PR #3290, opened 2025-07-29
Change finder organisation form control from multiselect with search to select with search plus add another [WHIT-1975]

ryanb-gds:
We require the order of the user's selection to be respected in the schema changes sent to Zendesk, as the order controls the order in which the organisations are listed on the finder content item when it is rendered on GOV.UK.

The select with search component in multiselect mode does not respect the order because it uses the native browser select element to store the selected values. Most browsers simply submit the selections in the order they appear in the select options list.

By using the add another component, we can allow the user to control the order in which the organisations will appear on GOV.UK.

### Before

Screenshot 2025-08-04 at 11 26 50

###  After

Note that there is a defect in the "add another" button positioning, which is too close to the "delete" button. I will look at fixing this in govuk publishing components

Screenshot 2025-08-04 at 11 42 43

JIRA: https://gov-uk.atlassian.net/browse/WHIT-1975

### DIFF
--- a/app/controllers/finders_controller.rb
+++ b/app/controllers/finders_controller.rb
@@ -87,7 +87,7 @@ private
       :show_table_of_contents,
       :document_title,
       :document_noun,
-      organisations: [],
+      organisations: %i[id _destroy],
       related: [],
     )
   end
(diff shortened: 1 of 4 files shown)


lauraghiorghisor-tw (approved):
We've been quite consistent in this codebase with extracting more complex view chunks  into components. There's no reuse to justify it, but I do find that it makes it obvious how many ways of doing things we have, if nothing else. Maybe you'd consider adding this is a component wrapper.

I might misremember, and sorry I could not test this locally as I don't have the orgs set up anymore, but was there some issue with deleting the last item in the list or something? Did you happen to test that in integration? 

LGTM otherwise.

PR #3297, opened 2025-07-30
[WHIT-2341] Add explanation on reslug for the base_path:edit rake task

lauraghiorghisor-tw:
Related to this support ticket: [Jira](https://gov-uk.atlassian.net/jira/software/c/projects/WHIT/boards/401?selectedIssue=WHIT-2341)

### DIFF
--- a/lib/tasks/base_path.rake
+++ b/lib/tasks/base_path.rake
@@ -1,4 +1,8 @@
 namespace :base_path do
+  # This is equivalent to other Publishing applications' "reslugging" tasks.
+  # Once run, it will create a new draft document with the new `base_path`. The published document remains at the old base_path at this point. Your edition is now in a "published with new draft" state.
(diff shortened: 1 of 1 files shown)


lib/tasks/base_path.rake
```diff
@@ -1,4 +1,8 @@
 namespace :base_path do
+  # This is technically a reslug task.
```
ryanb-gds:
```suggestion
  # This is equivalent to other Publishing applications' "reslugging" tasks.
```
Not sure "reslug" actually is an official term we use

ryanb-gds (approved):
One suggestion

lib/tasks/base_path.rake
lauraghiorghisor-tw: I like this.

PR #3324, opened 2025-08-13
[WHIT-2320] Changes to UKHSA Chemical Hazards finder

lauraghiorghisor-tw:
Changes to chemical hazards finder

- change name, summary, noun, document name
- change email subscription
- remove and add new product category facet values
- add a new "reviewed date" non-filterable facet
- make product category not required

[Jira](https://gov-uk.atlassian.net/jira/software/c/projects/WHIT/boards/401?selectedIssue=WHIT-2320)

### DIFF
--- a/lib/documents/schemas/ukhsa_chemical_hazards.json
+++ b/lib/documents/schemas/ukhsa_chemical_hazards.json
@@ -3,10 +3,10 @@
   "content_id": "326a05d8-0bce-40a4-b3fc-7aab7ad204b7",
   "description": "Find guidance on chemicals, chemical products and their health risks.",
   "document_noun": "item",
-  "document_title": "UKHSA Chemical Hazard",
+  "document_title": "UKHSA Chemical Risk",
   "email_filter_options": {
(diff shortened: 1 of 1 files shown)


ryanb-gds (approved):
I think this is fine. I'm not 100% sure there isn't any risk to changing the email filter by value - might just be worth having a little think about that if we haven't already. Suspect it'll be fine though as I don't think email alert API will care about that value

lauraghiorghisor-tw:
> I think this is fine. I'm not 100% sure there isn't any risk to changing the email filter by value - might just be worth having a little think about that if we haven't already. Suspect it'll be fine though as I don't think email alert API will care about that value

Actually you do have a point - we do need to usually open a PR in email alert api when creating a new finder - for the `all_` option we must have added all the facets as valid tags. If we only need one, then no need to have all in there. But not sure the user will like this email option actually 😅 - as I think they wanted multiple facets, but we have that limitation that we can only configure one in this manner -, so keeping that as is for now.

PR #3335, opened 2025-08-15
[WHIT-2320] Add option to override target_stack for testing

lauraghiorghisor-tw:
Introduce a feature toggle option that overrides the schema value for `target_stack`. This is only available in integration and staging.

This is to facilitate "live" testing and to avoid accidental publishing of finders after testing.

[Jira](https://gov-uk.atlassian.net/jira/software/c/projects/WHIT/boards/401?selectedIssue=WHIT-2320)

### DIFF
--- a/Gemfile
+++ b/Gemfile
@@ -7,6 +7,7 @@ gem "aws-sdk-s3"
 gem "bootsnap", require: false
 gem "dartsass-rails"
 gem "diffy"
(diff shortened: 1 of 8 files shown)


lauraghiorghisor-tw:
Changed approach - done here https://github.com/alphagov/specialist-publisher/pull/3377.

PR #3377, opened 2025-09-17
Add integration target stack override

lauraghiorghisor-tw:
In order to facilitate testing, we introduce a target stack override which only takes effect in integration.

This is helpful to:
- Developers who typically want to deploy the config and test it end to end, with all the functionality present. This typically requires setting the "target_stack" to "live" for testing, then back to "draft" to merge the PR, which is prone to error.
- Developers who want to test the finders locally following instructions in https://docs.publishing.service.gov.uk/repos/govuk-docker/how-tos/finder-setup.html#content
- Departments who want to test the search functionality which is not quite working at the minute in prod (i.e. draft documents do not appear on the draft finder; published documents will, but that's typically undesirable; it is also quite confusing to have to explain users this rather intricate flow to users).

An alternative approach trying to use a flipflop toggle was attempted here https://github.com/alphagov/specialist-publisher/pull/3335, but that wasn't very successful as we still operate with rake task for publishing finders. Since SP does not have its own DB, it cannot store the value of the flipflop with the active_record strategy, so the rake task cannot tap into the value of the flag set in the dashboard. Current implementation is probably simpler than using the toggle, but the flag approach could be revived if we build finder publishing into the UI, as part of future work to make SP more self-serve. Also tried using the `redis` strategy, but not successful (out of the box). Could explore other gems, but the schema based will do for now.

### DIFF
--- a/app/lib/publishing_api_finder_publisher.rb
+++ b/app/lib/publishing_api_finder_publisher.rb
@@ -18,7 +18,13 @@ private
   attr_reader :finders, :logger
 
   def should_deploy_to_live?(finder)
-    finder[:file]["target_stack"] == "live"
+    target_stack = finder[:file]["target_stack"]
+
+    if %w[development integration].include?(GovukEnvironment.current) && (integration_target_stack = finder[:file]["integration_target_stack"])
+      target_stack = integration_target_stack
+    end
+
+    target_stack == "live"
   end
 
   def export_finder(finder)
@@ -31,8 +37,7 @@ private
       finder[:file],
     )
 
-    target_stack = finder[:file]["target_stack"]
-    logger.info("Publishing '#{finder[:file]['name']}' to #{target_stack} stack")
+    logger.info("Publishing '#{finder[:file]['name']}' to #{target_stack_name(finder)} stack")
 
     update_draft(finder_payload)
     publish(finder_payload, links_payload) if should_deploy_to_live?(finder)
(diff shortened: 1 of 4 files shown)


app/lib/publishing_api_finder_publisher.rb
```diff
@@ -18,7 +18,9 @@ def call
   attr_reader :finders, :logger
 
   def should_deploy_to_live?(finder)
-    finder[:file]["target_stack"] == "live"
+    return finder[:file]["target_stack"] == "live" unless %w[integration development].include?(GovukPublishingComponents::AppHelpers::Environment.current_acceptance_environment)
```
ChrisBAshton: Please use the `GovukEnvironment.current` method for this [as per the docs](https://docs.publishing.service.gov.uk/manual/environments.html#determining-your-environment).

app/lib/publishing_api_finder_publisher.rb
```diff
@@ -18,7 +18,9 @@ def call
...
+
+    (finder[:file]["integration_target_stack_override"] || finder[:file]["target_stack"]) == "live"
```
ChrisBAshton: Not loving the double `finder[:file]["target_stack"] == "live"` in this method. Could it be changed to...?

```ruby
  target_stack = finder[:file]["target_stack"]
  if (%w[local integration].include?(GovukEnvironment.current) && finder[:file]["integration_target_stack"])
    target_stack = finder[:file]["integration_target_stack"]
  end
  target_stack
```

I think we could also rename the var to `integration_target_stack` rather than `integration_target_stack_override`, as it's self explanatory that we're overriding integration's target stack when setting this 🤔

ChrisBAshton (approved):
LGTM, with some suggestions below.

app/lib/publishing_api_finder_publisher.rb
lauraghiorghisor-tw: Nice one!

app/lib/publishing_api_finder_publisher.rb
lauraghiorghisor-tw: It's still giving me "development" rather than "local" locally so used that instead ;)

- [To do]
Show all lines of the material in which the word "tasks" can be found.

- [Reply to the task]
--- a/lib/tasks/base_path.rake
+++ b/lib/tasks/base_path.rake
+  # This is equivalent to other Publishing applications' "reslugging" tasks.
lib/tasks/base_path.rake
  # This is equivalent to other Publishing applications' "reslugging" tasks.
lib/tasks/base_path.rake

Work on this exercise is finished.